Scan the records below for the string "think" and return every line where it appears.

*** Given data ***

PR #250, opened 2024-06-26
Scc 4168/chris qa1

charmingduchess:
## Ticket:

- JIRA ticket [SCC-4168](https://newyorkpubliclibrary.atlassian.net/browse/SCC-4168)

- sort checkouts and holds into chronological order
- append authors to titles
- updates hold and checkout fixtures, as well as refactoring some tests to be more flexible to differently ordered fixtures
- removes a bunch of unused imports and vars (sorry for the noise)

-

### Checklist:


src/components/MyAccount/CheckoutsTab/CheckoutsTab.test.tsx
```diff
@@ -33,11 +33,14 @@ describe("CheckoutsTab", () => {
     const component = render(
       <CheckoutsTab patron={processedPatron} checkouts={processedCheckouts} />
     )
+    const renewableCheckout = processedCheckouts[0]
+    const row = component.getByText(renewableCheckout.title).closest("tr")
```
EdwinGuzman, line 37: I just noticed this does `component.getBy...` where `component` is coming from the render function. Usually, it's  `screen.getBy...` and screen is imported from the package. Did the latter not work and you had to use `component` from the render function? They're essentially the same so more out of curiosity.

src/models/MyAccount.ts
```diff
@@ -154,12 +154,25 @@ export default class MyAccount {
     return bibs.reduce((bibDataMap: BibDataMapType, bibFields) => {
       const { isResearch, isNyplOwned } =
         this.getResearchAndOwnership(bibFields)
-      const title = bibFields.title
+      const title = `${bibFields.title}${
+        bibFields.author && isNyplOwned ? ` / ${bibFields.author}` : ""
```
EdwinGuzman, line 158: I'm guessing that the date + "- author" is a data problem?

Screenshot 2024-06-26 at 2 48 45 PM

EdwinGuzman (approved):
Just one question

src/components/MyAccount/CheckoutsTab/CheckoutsTab.test.tsx
charmingduchess: No this was inadvertent. I'll update.

charmingduchess: Ok, actually... Component is returned by render which comes from our wrapped methods. I'm not exactly sure why that's the pattern here, but it's working, and I'm not so inclined to fix it. Unless you think its important to have it standardized.

src/models/MyAccount.ts
charmingduchess: Yes. I think some author fields have the years the author is alive for, and also the word author apparently.

src/components/MyAccount/CheckoutsTab/CheckoutsTab.test.tsx
EdwinGuzman: ah, right. it's ok to keep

*** End of Given data ***

• **Output**:
charmingduchess: Ok, actually... Component is returned by render which comes from our wrapped methods. I'm not exactly sure why that's the pattern here, but it's working, and I'm not so inclined to fix it. Unless you think its important to have it standardized.
charmingduchess: Yes. I think some author fields have the years the author is alive for, and also the word author apparently.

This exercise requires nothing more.